PR #561, opened 2022-01-27
Feature/557 enhance hierarcal config parsing

### LINKED ISSUE #557: Introduce Config object: enhance hierarchical config parsing
As the hierarchical parsing of configs introduced in #546 may not be 100% intuitive for everyone, lets see if we can come up with a `Config` object, that encapsulates a configuration and would also wrap the tree-like traversing of configuration properties.

ndr-brt:
Fix #557

The main concepts in this PR are:
#### Config
an interface that describes a configuration object that can manipulate settings, return them in different types (at the moment `String`, `Integer`, `Long` are implemented).
Provides a `getConfig` method that permits to navigate the tree, and a `plus` method that permit to sum it with another `Config` object.
#### ConfigImpl
The implementation of `Config`, all the logic and functionality is described by the tests on this class.
#### ConfigFactory
A factory that permits to instantiate a `Config` giving a `Map<String, String>` or a `Properties` instance.


spi/core-spi/src/main/java/org/eclipse/dataspaceconnector/spi/system/Config.java
```diff
@@ -0,0 +1,119 @@
...
+    Config getConfig(String path);
+
+    /**
+     * Sums two Config objects returning a config that will own the union of the entries (in case of duplicates, other's one will subdue).
+     * The root path will be reset.
+     *
+     * @param other another Config object
+     * @return a Config that's the sum of the current and the other
+     */
+    Config plus(Config other);
```
paullatzelsperger, line 96: To me, `plus` implies some sort of mathematical summation operation - maybe `merge` or `union` would be a more appropriate name?

spi/core-spi/src/main/java/org/eclipse/dataspaceconnector/spi/system/Config.java
```diff
@@ -0,0 +1,119 @@
...
+     *     group.key = value
+     * </pre>
+     * and the rootPath is "group", this method will return a map that contains this entry:
+     * <pre>
+     *     key = value
+     * </pre>
+     *
+     * @return a map containing the config entries relative to the current root path
+     */
+    Map<String, String> getRelativeEntries();
```
paullatzelsperger, line 118: Here, an overload accepting the `rootPath` as parameter might be worth considering, just as a means of convenience.

core/boot/src/main/java/org/eclipse/dataspaceconnector/boot/system/DefaultServiceExtensionContext.java
```diff
@@ -273,6 +233,19 @@ private void addDefaultExtensions(List<ServiceExtension> loadedExtensions) {
         baseDependencies.forEach(se -> loadedExtensions.add(0, se));
     }
 
+    private Config loadConfig() {
```
paullatzelsperger, line 236: I think the order of precedence should be config props < env props < system props, meaning system props overwrite env, and so on. I know that this probably wasn't the case before, but since you're touching it now... :)

paullatzelsperger (changes requested):
Overall a very clean and elegant solution, love it. 
A few minor things commented directly in the code.

spi/core-spi/src/main/java/org/eclipse/dataspaceconnector/spi/system/Config.java
ndr-brt: done

spi/core-spi/src/main/java/org/eclipse/dataspaceconnector/spi/system/Config.java
ndr-brt: I avoided it because it can be obtained using `getConfig(path).getRelativeEntries()` and it seemed more straightforward.
To be honest, I don't think those `getEntries`/`getRelativeEntries` will be used a lot, because it will be enough to pass the `Config` object that will give all the beef.

core/boot/src/main/java/org/eclipse/dataspaceconnector/boot/system/DefaultServiceExtensionContext.java
ndr-brt: makes sense. done

spi/core-spi/src/main/java/org/eclipse/dataspaceconnector/spi/system/Config.java
paullatzelsperger: fine with me.

paullatzelsperger (approved):

jimmarino:
@ndr-brt can you fix the conflicts and I'll merge?

ndr-brt:
@jimmarino done

jimmarino:
@ndr-brt looks like something is broken. Can you check again?

ndr-brt:
Got it, that was because Atomikos extension wasn't ready for the new config handling, introduced the missing features, should be ok now.

spi/core-spi/src/main/java/org/eclipse/dataspaceconnector/spi/system/Config.java
ndr-brt: At the end you were right, I had to overload the `getRelativeEntries` method :)

PR #567, opened 2022-01-27
docs: sequence diagrams http data transfer

MoritzKeppler:
document state of discussion
diagrams are subject to change

Signed-off-by: Moritz Keppler <moritz.keppler@daimler.com>


docs/diagrams/data-flow/data-flow-api-endpoint.puml
```diff
@@ -0,0 +1,153 @@
...
+    participant CBE as "Backend Service"
+    participant CCP as "Control Plane" #Business
+    participant CDP as "Data Plane" #Business
+end box
+
+box Provider #ProviderColor
+    participant PDP as "Data Plane" #Business
+    participant PCP as "Control Plane" #Business
+    participant PBE as "Backend Service"
+end box
```
florianrusch-cluetec, line 41: If you want to make it clearer that the EDC and BDS are two different services, as we properly would suggest, you could split the Consumer and Provider boxes into two each.

```suggestion
box "Consumer\n controlled zone" #ConsumerColor
    participant CBE as "Backend Service"
end box

box Consumer EDC #ConsumerColor
    participant CCP as "Control Plane" #Business
    participant CDP as "Data Plane" #Business
end box

box Provider EDC #ProviderColor
    participant PDP as "Data Plane" #Business
    participant PCP as "Control Plane" #Business
end box

box "Provider\n controlled zone" #ProviderColor
    participant PBE as "Backend Service"
end box
```

This would look like this:
image

docs/diagrams/data-flow/data-flow-api-endpoint.puml
```diff
@@ -0,0 +1,153 @@
...
+
+title
+ **Access to REST API**
+ <sub>Control Plane and Date Plane are part of the EDC.</sub>
+ <sub>Precondition: contract 'access to api' iuncluding constraints (e.g. how often, for which purpose etc.) is signed</sub>
```
florianrusch-cluetec, line 46:
```suggestion
 <sub>Precondition: contract 'access to api' including constraints (e.g. how often, for which purpose etc.) is already signed</sub>
```

docs/diagrams/data-flow/data-flow-api-endpoint.puml
```diff
@@ -0,0 +1,153 @@
...
+
+ Case 1a: Each API call matches one TransferProcess (http push)
+ <sub>Provider is pushing data to the Consumer</sub>
+end title
+
+CBE ->> CCP : getAsset(query params, int destination)
```
florianrusch-cluetec, line 52: Do you think of something when you defined the destination to be an int?

docs/diagrams/data-flow/data-flow-api-endpoint.puml
```diff
@@ -0,0 +1,153 @@
...
+activate CCP
+CCP ->> CDP : provision ext endpoint
+CCP ->> PCP : start data transfer(asset, contract, query params, ext endpoint)
```
florianrusch-cluetec, line 55: Should we be more specific at this point? Or is it widely known that it is more or less the same?
```suggestion
CCP ->> PCP : start data transfer(asset, contractAggreement, query params, ext endpoint)
```

docs/diagrams/data-flow/data-flow-api-endpoint.puml
florianrusch-cluetec: Ahhh this means internal 🙈
Maybe adding a dot would make it clearer, thats these are abbreviations: `int.` and `ext.`

docs/diagrams/data-flow/data-flow-api-endpoint.puml
```diff
@@ -0,0 +1,153 @@
...
+== Working ==
+note right of CCP : stays in state\nSTREAMING
+note left of PCP : stays in state\nSTREAMING
+CBE -> CDP : API Call (GET/PUT/POST/DELETE/...)
+note left of CDP : Dataplane\nacts as proxy.\nCould adjust calls
+activate CDP
+CDP -> PDP : API Call
+note right of PDP : acts as proxy\nsee Consumer
+activate PDP
+PDP -> PBE : API Call
```
florianrusch-cluetec, line 136: I would keep it like in the other pictures:
```suggestion
PDP -> PBE : pull data
```

florianrusch-cluetec (changes requested):
Looks very good! I just have some small comments.

florianrusch-cluetec:
The storage of data in the backend data services was previously designed in such a way that these could also be data caches inside or outside the BDS. This is still missing in your graphics, whereby this would make the whole thing even more complicated. So I would say, let's leave them out of these images for now or?

docs/diagrams/data-flow/data-flow-api-endpoint.puml
```diff
@@ -0,0 +1,153 @@
...
+CDP ->> CCP : notify: data received
+deactivate CDP
+CCP ->> CDP : deprovision
+PCP ->> PBE : deprovision\n(if needed)
+deactivate CCP
+deactivate PCP
+
+
+
+newpage Case 1b: Each API call matches one TransferProcess (http pull)\n<sub>Consumer is pulling data from Provider</sub>
```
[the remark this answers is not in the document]
dr-markus: In step 6 the Backend Data Service would actually call the end of the data plane to proxy the data through to the receiving data plane. Same in case of streaming - the data plane of the consumer has to wait as the DP will no know when date is finally provided.

docs/diagrams/data-flow/data-flow-api-endpoint.puml
MoritzKeppler: but it's not a "pull" data. Can also be a POST call, a DELETE call etc.  Think of any REST interface.

MoritzKeppler:
> The storage of data in the backend data services was previously designed in such a way that these could also be data caches inside or outside the BDS. This is still missing in your graphics, whereby this would make the whole thing even more complicated. So I would say, let's leave them out of these images for now or?

yes, wanted to keep those details out of the diagram. Backend could be a complete, complex structure of data caches, data lakes, business applications....

docs/diagrams/data-flow/data-flow-api-endpoint.puml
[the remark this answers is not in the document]
MoritzKeppler: hm, interesting question.  Would make sense if more than one call will be made to the provider, similar to diagram 2.
Wonder if it is sufficient to have it like shown in diagram 2 or if we a mix, i.e. a data plane that is actively copying data instead of just being a proxy.

PR #577, opened 2022-01-28
Fix Sample 5: IdsId parsing for URNs, closes #562

### LINKED ISSUE #562: Fix Sample 5: ContractAgreement not found
When the Consumer sends an `ArtifactRequestMessage` to the Provider, that contains a contract agreement. The same agreement exists on provider and consumer side. But the Provider is not able to identify the corresponding ContractAgreement and rejects the data transfer and the `ArtifactRequestHandler`.

The underlying problem is, that the id is incorrectly converted from the IDS-id.
```
IDS-ID: urn:contract:1:e0002542-6a46-4896-804a-112e237df9ac
```

is converted to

BRIEF –
Your reply should hold all the lines from the listing above in which "start" appears.

SOLUTION FOR THIS EXERCISE –
+CCP ->> PCP : start data transfer(asset, contract, query params, ext endpoint)
CCP ->> PCP : start data transfer(asset, contractAggreement, query params, ext endpoint)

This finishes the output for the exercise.